PR #4032, opened 2026-06-26
Fix CVS-189485

sunxiaoxia2022:
## Description

This PR adjusts metric reset behavior in speculative decoding fast draft strategy to avoid clearing SD logical statistics at generate reset time.
m_sd_metrics is a debugging and diagnostic metric collector specifically for speculative decoding. Statistics are printed and cleaned up once per step only when the environment variable is set to >warning. Now we get statistics of main and draft models from m_perf_metrics. So the reset for m_sd_metrics here is not needed and can be removed.

CVS-189485

Fixes #(issue)

## Checklist:

### DIFF
--- a/src/cpp/src/speculative_decoding/continuous_batching/fast_draft_strategy.hpp
+++ b/src/cpp/src/speculative_decoding/continuous_batching/fast_draft_strategy.hpp
@@ -180,11 +180,9 @@ protected:
     std::map<uint64_t, GenerationHandle> m_draft_generations;
 
     void reset_generate_metrics() {
-        m_sd_metrics = SpeculativeDecodingMetrics();
         m_perf_metrics = ov::genai::SDPerModelsPerfMetrics();
-        RawPerfMetrics draft_metrics;
-        draft_metrics.m_inference_durations = {{ MicroSeconds(0.0f) }};
-        m_draft_pipeline->raw_perf_metrics = std::move(draft_metrics);
+        m_draft_pipeline->raw_perf_metrics = RawPerfMetrics{};
+        m_draft_pipeline->raw_perf_metrics.m_inference_durations = {{ MicroSeconds(0.0f) }};
     }
 
     void drop_requests();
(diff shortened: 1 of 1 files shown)


xufang-lisa (approved):

src/cpp/src/speculative_decoding/continuous_batching/fast_draft_strategy.hpp
```diff
@@ -180,7 +180,6 @@ class ContinuousBatchingPipeline::SpeculativeDecodingImpl : public ContinuousBat
     std::map<uint64_t, GenerationHandle> m_draft_generations;
 
     void reset_generate_metrics() {
-        m_sd_metrics = SpeculativeDecodingMetrics();
```
songbell, line 183: if removed, is the sd_metrics right for result2 in this case?
auto result1 = pipeline.generate(prompt1, config);  // generate #1
auto result2 = pipeline.generate(prompt2, config);  // generate #2

sunxiaoxia2022: `m_sd_metrics` is a debugging and diagnostic metric collector specifically for speculative decoding. Statistics are printed and cleaned up once per step only when the environment variable is set to `>warning`. Now we get statistics of main and draft models from `m_perf_metrics`. So the reset for `m_sd_metrics` here is not needed and can be removed.

songbell: get it, then I have no problem with the logic here, but I'm curious why the scan reports data race here on this line..

songbell (approved):

src/cpp/src/speculative_decoding/continuous_batching/fast_draft_strategy.hpp
sunxiaoxia2022: Because a lock was added in [step()](https://github.com/openvinotoolkit/openvino.genai/blob/master/src/cpp/src/speculative_decoding/continuous_batching/fast_draft_strategy.cpp#L178), and there is a write operation on `m_sd_metrics`. All other accesses to `m_sd_metrics` are protected by the lock `m_draft_generations_mutex`. Only here there is no lock. So "missing lock" is reported.

as-suvorov (approved):

Issue #3968, opened 2026-06-10
High memory usage on Qwen3.5


WizardlyBump17:
I have noticed that Qwen3.5 uses tons of memory. 

For example, Echo9Zulu/Qwen3.5-0.8B-int8_asym-ov wanted to use 18.4GB for 110k tokens even with `{"KV_CACHE_PRECISION": "i4"}`; `ovms --rest_port 8080 --model_repository_path /models/ --source_model Echo9Zulu/Qwen3.5-0.8B-int8_asym-ov --target_device GPU --task text_generation --plugin_config '{"KV_CACHE_PRECISION": "i4"}'`
<img width="1282" height="40" alt="Image" src="https://github.com/user-attachments/assets/72a1f117-a8b7-4db9-a375-0f90c32195ab" />

OpenVINO/Qwen3-4B-int4-ov, a much bigger model, wanted to use only 9.3GB for the same task. `ovms --rest_port 8080 --model_repository_path /models/ --source_model OpenVINO/Qwen3-4B-int4-ov --target_device GPU --task text_generation --plugin_config '{"KV_CACHE_PRECISION": "i4"}'`. config.json edited to allow bigger prompts.
<img width="1282" height="49" alt="Image" src="https://github.com/user-attachments/assets/dd95bb3a-ff05-4ba0-8b30-dfa5d90c0049" />

It would be very nice if Qwen3.5 used less memory

droans:
I've run quite a few tests related to the memory usage on Qwen3.5/3.6. I have noticed that, on average, the VRAM usage is about 1GB per 1K tokens. Importantly, it seems that setting `KV_CACHE_PRECISION` doesn't have much of an effect on this while adjusting `INFERENCE_PRECISION_HINT` will. 

However, there are many levers that can effect this. 

OV is built using OCL for the GPU backend. I accidentally built it with Level Zero and noticed something interesting. When set to use the PA attention backend, the difference was massive - around 5.5K tokens per gigabyte of VRAM at peak usage, 12.6K at plateau. Going even further, by setting `use_sparse_attention=True`, `max_num_batched_tokens=2048`, and `max_num_seq=2048`, we were looking at around 13.9K peak, 30.9K plateau). 

This was only true for PA, though. L0 SDPA still showed the same memory issues. 

[...]

PR #4051, opened 2026-06-27
[CB] Reserve dynamic cache capacity for later/larger prompts in one reallocation (#3968)

exzile:
## Summary

Reduces continuous-batching cache **memory churn / instability** in dynamic allocation mode for long prompts. Complements #4050 (relates to #3968).

## Problem

In dynamic cache-allocation mode (`cache_size == 0` and `num_kv_blocks == 0`), the cache is pre-sized to fit incoming prompts **only on the first scheduling round** (`_initialize_cache`, gated by `has_token_capacity()`). A prompt that arrives **later and is larger** than what the cache was sized for instead grows `m_cache_growth_num_tokens` (256) at a time across its whole prefill. Each growth **reallocates and copies the entire KV (and linear-attention) cache**, so a long prompt causes O(n²) copy work and the unstable, stepwise memory growth reported for hybrid models (e.g. the "memory jumps 23→27 GB when the larger prompt runs second" in #3968).

## Fix

When a prompt-phase sequence is entering and the cache is already growing dynamically, reserve capacity in a **single reallocation** via `ensure_sequence_token_capacity` (which only grows when the required level exceeds current capacity, so it is idempotent).

The reservation targets **all active sequences (running and pending)**, not just the arriving prompt: `ensure_sequence_token_capacity` grows to the *absolute sum* of the supplied targets, so it must include the footprint already held by running sequences — otherwise a prompt arriving alongside running ones would be under-reserved and fall back to chunked growth. The work is skipped on pure generation steps and is a no-op once capacity is sufficient.

- Factored per-sequence target-building into a shared helper (`_build_sequence_token_targets`) used by both `_initialize_cache` and the new `_reserve_dynamic_capacity_for_active_sequences`.
- **Fixed-budget mode is unaffected** (it never enters dynamic allocation).
- Note: the grow-and-copy itself (allocate new tensor → copy old in → replace) is the existing pattern shared by the KV and linear-attention managers; this change targets the realloc **frequency**, which drives the instability — not the single-realloc copy.

## Validation

- **Unit tests** (new): a later, larger prompt reserves its full capacity in one `schedule()` round; and a new prompt reserves capacity **on top of a still-running sequence** (the concurrent case).
- **CB unit suite** passes (one unrelated, pre-existing flaky timestamp-LRU `BlockManager` test aside — confirmed flaky on master, passes in isolation).
- **End-to-end** on `OpenVINO/Qwen3.5-9B-int8-ov` (Intel Arc GPU, dynamic allocation): a large prompt issued **after** a small one now prefills in the same time as when issued **first** (ratio ~0.94; previously slower due to incremental growth), with byte-identical output.

## Notes

Draft for maintainer feedback. Focused scheduler change in the dynamic-allocation path; happy to adjust the pre-size heuristic or gating if a different approach is preferred.


exzile:
**Relationship to #4050:** both PRs address facets of #3968 but are **independent and can merge in any order** — they touch disjoint files (#4050: `cache_orchestrator.hpp`, `scheduler_config.hpp`, `pipeline_impl.cpp`; this PR: `scheduler.hpp`, `tests/cpp/scheduler.cpp`), so there is no merge conflict and no ordering dependency. #4050 reduces the linear-attention checkpoint size (adaptive interval) and surfaces OOM as a clear error; this PR removes the incremental-growth realloc churn in dynamic mode. They are complementary.

rkazants (commented):
Is it AI code generated? Which model and prompts are used?

exzile:
@rkazants I use Claude Opus/Sonnet 5 for code reviews, bug/memory leaks searches, refactor suggestions.

popovaan (approved):

exzile:
Re: the Copilot review comment on `_reserve_dynamic_capacity_for_active_sequences()` (scheduler.hpp:637) — checked into this.

The concern: `_build_sequence_token_targets()` sizes each active sequence by `prompt_len` + `max_new_tokens` (an estimate of *final* length), not by the sequence's *actual current* cache usage. In theory, if that estimate under-shoots a running sequence's real footprint, the computed `required_blocks` could come out `<=` the current total, so `ensure_sequence_token_capacity()` wouldn't grow — even though a newly-arriving prompt still needs room.

This is worth flagging, but it's not a correctness hazard, for two reasons:

1. **`ensure_sequence_token_capacity()` is monotonic-grow-only** (`block_manager.hpp`): it only calls `increase_block_count()` when `required_blocks > get_total_block_count()`, never shrinks. So an under-estimated target simply means "doesn't grow as much as it ideally would," not "grows incorrectly" or "frees blocks it shouldn't."
2. **The pre-existing `_try_increase_cache()` fallback is untouched.** If this one-shot reservation under-shoots, the old chunked-growth safety net (the exact mechanism this PR is trying to avoid triggering *as often*) still catches the shortfall on the next scheduling step, same as it did before this PR existed.

So the worst case for this edge case is graceful degradation to pre-PR behavior (a few extra small reallocations for that specific sequence), not a new bug. And the `seq_length = prompt_len * multiplier` / `min(..., prompt_len + max_new)` heuristic itself is pre-existing code (unchanged from `_initialize_cache`) — this PR just reuses it via the new shared helper, so it's not introducing a new estimation strategy, just applying the existing one in a second call site.

Happy to tighten the heuristic to use actual current sequence length (`get_num_processed_tokens()` or similar) instead of the prompt/max_new estimate as a follow-up, but don't think it should block this PR — it fixes a real, reproducible O(n²) reallocation/memory-spike issue (openvinotoolkit/openvino.genai#3968) without weakening any existing correctness guarantee.

apaniukov:
build_jenkins

PR #854, opened 2025-06-23
Transitive Overlay Remove Un-needed refresh

miles-grant-ibigroup:
the `useEffect` was a bit too liberal, and this was causing many unnecessary requests


daniel-heppner-ibigroup (approved):
makes sense to me

PR #857, opened 2025-06-25
feat: add support for rendering agency name with the stop name in map popup

daniel-heppner-ibigroup:
This PR adds support for rendering the agency name, stop code, and stop name in the map popup used in otp2 tile overlay. It does this by accepting a prop containing a mapping of stop IDs to agencies, since this information is not available in the vector tile data. It also provides a callback prop so the component can tell its parent when a stop has been clicked on and the data is needed. 

Paired with https://github.com/opentripplanner/otp-react-redux/pull/1433

### DIFF
--- a/packages/map-popup/src/__snapshots__/MapPopup.story.tsx.snap
+++ b/packages/map-popup/src/__snapshots__/MapPopup.story.tsx.snap
@@ -385,3 +385,68 @@ exports[`Map Popup StopEntityWithEntityPrefix smoke-test 1`] = `
   </div>
 </div>
 `;
+
+exports[`Map Popup StopEntityWithFeedName smoke-test 1`] = `
+<div class="styled__MapOverlayPopup-sc-12kjso7-1 cPqJxe">
+  <div id="focus-trimet3A9526-popup-focus-trap"
+       role="presentation"
+  >
+    <header class="styled__PopupTitle-sc-12kjso7-3 jRNaQh">
+      W Burnside &amp; SW 2nd (TriMet 9526)
+    </header>
+    <p class="styled__PopupRow-sc-12kjso7-2 ckOOWr">
+      <strong>
+        Stop ID: 9526
+      </strong>
+      <button class="styled__ViewStopButton-sc-12v7ov3-0 hXaHvR">
+        Stop Viewer
+      </button>
+    </p>
+    <p class="styled__PopupRow-sc-12kjso7-2 ckOOWr">
+      <strong>
+        Plan a trip:
+      </strong>
+      <span class="styled__FromToPickerSpan-sc-vb4790-1 giBPod">
+        <span class="styled__LocationPickerSpan-sc-vb4790-0 gsVfXo">
+          <svg viewbox="0 0 512 512"
+               height="0.9em"
+               width="0.9em"
+               aria-hidden="true"
+               focusable="false"
+               fill="currentColor"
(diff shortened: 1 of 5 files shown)


packages/otp2-tile-overlay/src/index.tsx
```diff
@@ -56,6 +58,11 @@ const OTP2TileLayerWithPopup = ({
    * in accordance with the MapLibreGL api.
    */
   onMapClick?: (event: EventData) => void
+  /**
+   * A method to request the agency for a given stop ID. If this method is not passed, the agency
+   * for a given stop ID will not be displayed in the popup.
+   */
+  requestAgencyForStop?: (stopId: string) => void
```
miles-grant-ibigroup, line 65: Why do we have this as well as the map. Would it be possible to just have this instead? Feels cleaner

miles-grant-ibigroup: Can we get rid of this line then? The method is never defined

daniel-heppner-ibigroup: It's defined in the OTP-RR PR. https://github.com/opentripplanner/otp-react-redux/pull/1433/files

daniel-heppner-ibigroup:
Adding @alec-georgoff so he can take a look at how this PR accomplishes its goals. It's a good lesson in how confusing the data flow can be in OTP-RR...

packages/map-popup/src/util.ts
```diff
@@ -63,6 +66,14 @@ export function makeDefaultGetEntityName(
         },
         { name: stationName }
       );
+    } else if (
+      stopIdAgencyMap &&
+      entity.id in stopIdAgencyMap &&
+      "code" in entity
+    ) {
+      stationName = `${stationName} (${stopIdAgencyMap[entity.id].name} ${
```
binh-dam-ibigroup, line 74: Do we need to pass an entire map if the only important thing is the agency name of the stop? Can we just pass an agency id to the popup?

binh-dam-ibigroup (changes requested):
Add a story to illustrate the stop name rendering with agency name and stop code. Also, I think we could simply pass an agency id to the popup component, instead of passing an entire map.

packages/map-popup/src/__snapshots__/MapPopup.story.tsx.snap
```diff
@@ -385,3 +385,68 @@ exports[`Map Popup StopEntityWithEntityPrefix smoke-test 1`] = `
...
+<div class="styled__MapOverlayPopup-sc-12kjso7-1 cPqJxe">
+  <div id="focus-trimet3A9526-popup-focus-trap"
+       role="presentation"
+  >
+    <header class="styled__PopupTitle-sc-12kjso7-3 jRNaQh">
+      W Burnside &amp; SW 2nd (TriMet 9526)
+    </header>
+    <p class="styled__PopupRow-sc-12kjso7-2 ckOOWr">
+      <strong>
+        Stop ID: 9526
```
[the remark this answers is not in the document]
daniel-heppner-ibigroup: I think that's correct. The stop ID shows the stop code, which is correct. And the stop code exists in the title to match the geocoder output, so that's also correct. But maybe I don't understand your comment.

binh-dam-ibigroup (approved):
After internal dicussion, I'm going to approve this and ignore the duplication of the stop code in the popup title and stop code lines.

PR #858, opened 2025-06-30
Trip Details make header key optional on default fare type

daniel-heppner-ibigroup:
We don't need the header key here because it was just used on the old fare display which we don't really use anymore.


josh-willis-arcadis (approved):
LGTM!

amy-corson-ibigroup (approved):
Makes sense!

PR #860, opened 2025-07-02
feat(location-field): upgrade debouncer library

josh-willis-arcadis:
Upgrade to a new and improved debouncer library and restore `useCallback` on the `geocodeAutocomplete` function.


miles-grant-ibigroup (approved):
Huge diff has me nervous but everything seems to be working well

josh-willis-arcadis:
@daniel-heppner-ibigroup it does! I don't think we were debouncing at all with the previous solution. This library is much better!

PR #868, opened 2025-08-07
More OTP-UI new map releases

binh-dam-ibigroup:
This PR adds two breaking-change commits to trigger releases of the transit-vehicle-overlay and park-and-ride-overlay that were not updated by #848.


miles-grant-ibigroup (approved):
Exciting

PR #870, opened 2025-08-08
fix: remove duplicate stop code title

daniel-heppner-ibigroup:
This adjusts the way the feed name is rendered so you don't see duplicate info. Instead we move the feed name into the existing stop ID section, but use the parenthesis title in the location name for the from/to location picker. 
image


miles-grant-ibigroup (approved):
What happens if there is just one agency? I guess we can remove that with CSS?

amy-corson-ibigroup (approved):
Makes sense thank you!

PR #871, opened 2025-08-15
Options for transport mode function util function

alec-georgoff:
- Adds a util function to determine which mode button and/or mode settings need to be enabled for a given transport mode
- Adds unit tests for the new function
- Converts unit test file to TypeScript and updates snapshot

### DIFF
--- a/packages/trip-form/src/MetroModeSelector/utils.ts
+++ b/packages/trip-form/src/MetroModeSelector/utils.ts
@@ -212,7 +212,7 @@ export const findRequiredOptionsForTransportMode = (
   settings: ModeSetting[],
   transportMode: TransportMode
 ): RequiredOptionsForTransportMode => {
-  // If there's a mode button with the mode we need, then just return that. No mode setting necessary
+  // If there's a mode button with the mode we need, then just return that. No mode setting necessary!
   const modeButtonOnly = modeButtons.find(mb =>
     mb.modes?.some(
       m =>
--- a/packages/trip-form/src/MetroModeSelector/utils.ts
+++ b/packages/trip-form/src/MetroModeSelector/utils.ts
@@ -191,47 +191,63 @@ export const setModeButtonEnabled = (enabledKeys: string[]) => (
   };
 };
 
+/**
+ * Determines which modeButton (and potentially modeSetting) needs to be set in the query params
+ * for a certain TransportMode to be enabled. This is necessary because certain configurations
+ * have combinations of modeButtons and modeSettings that do not directly map to a given mode
+ * @param modeButtons Array of mode buttons from config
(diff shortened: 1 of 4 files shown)


packages/trip-form/src/MetroModeSelector/utils.ts
```diff
@@ -190,3 +190,64 @@ export const setModeButtonEnabled = (enabledKeys: string[]) => (
...
+export const findRequiredOptionsForTransportMode = (
+  modeButtons: ModeButtonDefinition[],
+  settings: ModeSetting[],
+  transportMode: TransportMode
+):
+  | {
+      modeSetting?: string;
+      modeButton: string;
+    }
+  | undefined => {
```
daniel-heppner-ibigroup, line 212: I'll leave this up to you to decide: what do you think is easier to handle as a consumer of this function:
- making both modeSetting and modeButton optional
- as you have now, making the entire object optional

I was thinking 1 would be cleaner here but maybe there are advantages to the consumer for the way you've done it

packages/trip-form/src/MetroModeSelector/utils.ts
```diff
@@ -190,3 +190,64 @@ export const setModeButtonEnabled = (enabledKeys: string[]) => (
...
+  // Otherwise, look for a mode setting with the mode button that we need
+  const modeSetting = settings.find(ms => {
+    if (!("addTransportMode" in ms)) return false;
+
+    return [ms.addTransportMode]
+      .flat() // addTransportMode can be a single TransportMode or an array of them
+      .some(
+        m =>
+          m.mode === transportMode.mode &&
+          m.qualifier === transportMode.qualifier
```
daniel-heppner-ibigroup, line 236: even though this check is duplicated I think it's better to just have that than extract it to a function. This is easier to read and see what's going on.

daniel-heppner-ibigroup: I'm saying this to fend off a second reviewer who suggests extracting this to a function

packages/trip-form/src/__tests__/mode-selector-utils.ts
```diff
@@ -274,4 +282,40 @@ describe("mode selector utils", () => {
...
+        qualifier: string | undefined,
+        expected: { modeSetting?: string; modeButton?: string } | undefined
+      ) => {
+        const result = findRequiredOptionsForTransportMode(
+          modeButtonDefinitions,
+          modeSettingDefinitions,
+          { mode, qualifier }
+        );
+        expect(result).toEqual(expected);
+      }
```
daniel-heppner-ibigroup, line 318: nice test!

daniel-heppner-ibigroup (approved):
Looks great

PR #872, opened 2025-08-27
`LegCalls` Based Flex Detection

miles-grant-ibigroup:
`isFlex` API is unchanged, but I am marking this as a breaking change because it significantly changes how the method behaves.

### DIFF
--- a/packages/core-utils/src/itinerary.ts
+++ b/packages/core-utils/src/itinerary.ts
@@ -98,20 +98,12 @@ export function legDropoffRequiresAdvanceBooking(leg: Leg): boolean {
  * returned by OTP when a leg is a flex leg.
  */
 export function isFlex(leg: Leg): boolean {
-  const callTypes =
-    leg?.stopCalls?.reduce((acc, cur) => {
-      // eslint-disable-next-line no-underscore-dangle
-      const callType = cur?.stopLocation?.__typename;
-      if (!acc.includes(callType)) {
-        acc.push(callType);
-      }
-
-      return acc;
-    }, []) || [];
   return (
-    // This isn't the most efficient way to do this but it's so clean and there will
-    // only ever be 3 items in the array
-    callTypes.includes("LocationGroup") || callTypes.includes("Location")
+    leg?.stopCalls?.some(call =>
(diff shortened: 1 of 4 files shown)


packages/types/src/index.ts
```diff
@@ -371,6 +371,12 @@ export type Leg = {
   serviceDate?: string;
   startTime: number | string;
   steps: Step[];
+  // Abridged version of what OTP returns
+  stopCalls?: {
+    stopLocation?: {
+      __typename?: string;
```
binh-dam-ibigroup, line 377: Shouldn't `__typename` be a list of allowed string values? What are there cases where `__typename` would be not set in the OTP response?

miles-grant-ibigroup: Good catch!

packages/core-utils/src/itinerary.ts
```diff
@@ -99,11 +99,11 @@ export function legDropoffRequiresAdvanceBooking(leg: Leg): boolean {
...
   return (
-    isReservationRequired(leg) ||
-    isCoordinationRequired(leg) ||
-    legDropoffRequiresAdvanceBooking(leg) ||
-    isAdvanceBookingRequired(leg?.pickupBookingInfo) ||
-    legContainsGeometry(leg)
+    leg?.stopCalls?.some(call =>
+      // Flex calls are "Location" or "LocationGroup"
+      // eslint-disable-next-line no-underscore-dangle
+      call?.stopLocation.__typename.includes("Location")
```
binh-dam-ibigroup, line 105: `stopLocation` is declared optional/nullable in the types but is assumed defined here. Should it be non-optional/non-nullable in the type declaration too?

binh-dam-ibigroup: Replace `.includes` with `.startsWith`.

binh-dam-ibigroup (commented):
Should `stopLocation` be a required field?

packages/core-utils/src/itinerary.ts
miles-grant-ibigroup: Great catches!

PR #873, opened 2025-08-29
Use type import syntax for RequiredOptionsForTransportMode

alec-georgoff:
Fixes an error caused by the incorrect import of `RequiredOptionsForTransportMode`


daniel-heppner-ibigroup (approved):
lgtm

PR #874, opened 2025-09-04
fix: show fares table even if no default fare defined

miles-grant-ibigroup:
Always shows fare table, even if there is no default fare type defined


binh-dam-ibigroup (approved):

daniel-heppner-ibigroup (approved):

daniel-heppner-ibigroup:
I merged this because I want to test with it today and time is limited!

PR #875, opened 2025-09-05
fix: Use type import syntax for RequiredOptionsForTransportMode

alec-georgoff:
Forgot to include a semantic release commit for #873 🙃


daniel-heppner-ibigroup (approved):
I hate semantic release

————————

Your task:
Starting from the records above, filter out all lines except those containing the word "easier".

Answer to the exercise:
daniel-heppner-ibigroup, line 212: I'll leave this up to you to decide: what do you think is easier to handle as a consumer of this function:
daniel-heppner-ibigroup, line 236: even though this check is duplicated I think it's better to just have that than extract it to a function. This is easier to read and see what's going on.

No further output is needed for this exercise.